Each of those engagements cost money that flows directly to American defence firms. The January 2026 Foreign Military Sale of 730 PAC-3 MSE interceptors for $9 billion means Saudi Arabia is paying approximately $12.3 million per missile — more than three times what the US Army pays for the same round. The markup covers logistics chains, training packages, technical support, and the Foreign Military Sales administrative fee. It also represents a structural disadvantage: Saudi Arabia cannot negotiate the same price as the customer who also happens to be the manufacturer’s primary shareholder.

Saudi Arabia’s Major Arms Purchases — 2024-2026
Deal Value Supplier Systems Date
PAC-3 MSE Interceptors $9.0B Lockheed Martin (FMS) 730 interceptors, launcher kits January 2026
F-15 Sustainment Undisclosed (DSCA approved) Boeing F-15SA fleet maintenance 2025
Emergency Arms Package $16.0B Multiple US contractors Mixed munitions, sensors March 2026 (Rubio bypass)
THAAD Battery & Interceptors $5.4B (est.) Lockheed Martin Additional THAAD battery 2025

The total Saudi defence procurement pipeline for the 2025-2026 period exceeds $30 billion. The war premium on Saudi oil exports — driven by the Strait of Hormuz closure and global supply disruption — partially offsets this cost. But the structural reality remains: Saudi Arabia is transferring tens of billions of dollars to American defence contractors in exchange for munitions it is consuming in real time.

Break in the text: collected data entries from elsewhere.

PR #3359, opened 2024-12-04
feat(website): show API URLs on API documentation page

### LINKED ISSUE #3358: Make API URLs easier to find
As mentioned in #3357, the API URLs can be very different depending on the setup. We should make it easier to find out the host of the different APIs and I propose displaying them directly on the API documentation page.

chaoran-chen:
resolves #3358

preview URL: https://api-urls.loculus.org/api-documentation

### Summary

This displays the API URLs directly on the API documentation page.

### PR Checklist


fhennig:
As Anya noted, the KC URL is the internal one

chaoran-chen:
@fhennig Yes.. Any thoughts on how I can get the Keycloak root API?

Now, I'm also noticing that `host` might actually not be the right term because a link with ".../west-nile" is not really a host. What do you think?

fhennig (approved):
looks correct!

But the KC server seems to have issues? If I just try to log in, it doesn't work. But I think it's not related to your changes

Can Saudi Arabia Build Its Own Defence Industry Before the Next War?

Saudi Arabian Military Industries, known as SAMI, was established in 2017 with a mandate that reads like a declaration of industrial independence: localise 50 per cent of military spending by 2030. The PIF-backed conglomerate reported revenues of $900 million in 2022, secured a position among the world’s top 100 defence companies for the second consecutive year, and rose nineteen places in global rankings, according to Arab News.

The General Authority for Military Industries, or GAMI, regulates the sector and reported that the Kingdom spent $1.4 billion in incentives to develop its domestic military industrial base in 2021 and 2022. SAMI’s Saudisation rate reached 57.7 per cent, suggesting that more than half the workforce in its facilities is Saudi. The company’s stated ambition is to become an original equipment manufacturer ranking among the top 25 defence companies globally by 2030.

These are significant achievements for a country that manufactured virtually nothing military a decade ago. But the war has exposed the gap between ambition and capability. SAMI does not produce interceptor missiles. It does not manufacture radar systems. It does not build the integrated battle management software that connects Patriot batteries to THAAD launchers to Aegis destroyers. The systems defending Saudi airspace right now are American-made, American-maintained, and in many cases operated with American technical assistance.

Saudi Arabia’s defence industrialisation programme was designed for a peacetime timeline. The Iran war has imposed a wartime schedule on a Vision 2030 objective that was never meant to be tested this soon.

Gulf International Forum analysis, 2026

The irony is acute. The war MBS did not want may accelerate the economy he did — including defence industrialisation. South Korea’s defence industry was born from the Korean War. Israel’s grew from existential threat. Turkey’s expanded after arms embargoes. The historical pattern suggests that countries develop sovereign defence capabilities only when dependency becomes intolerable. Saudi Arabia may be reaching that threshold. But building a Patriot missile equivalent takes a decade. The war will not wait.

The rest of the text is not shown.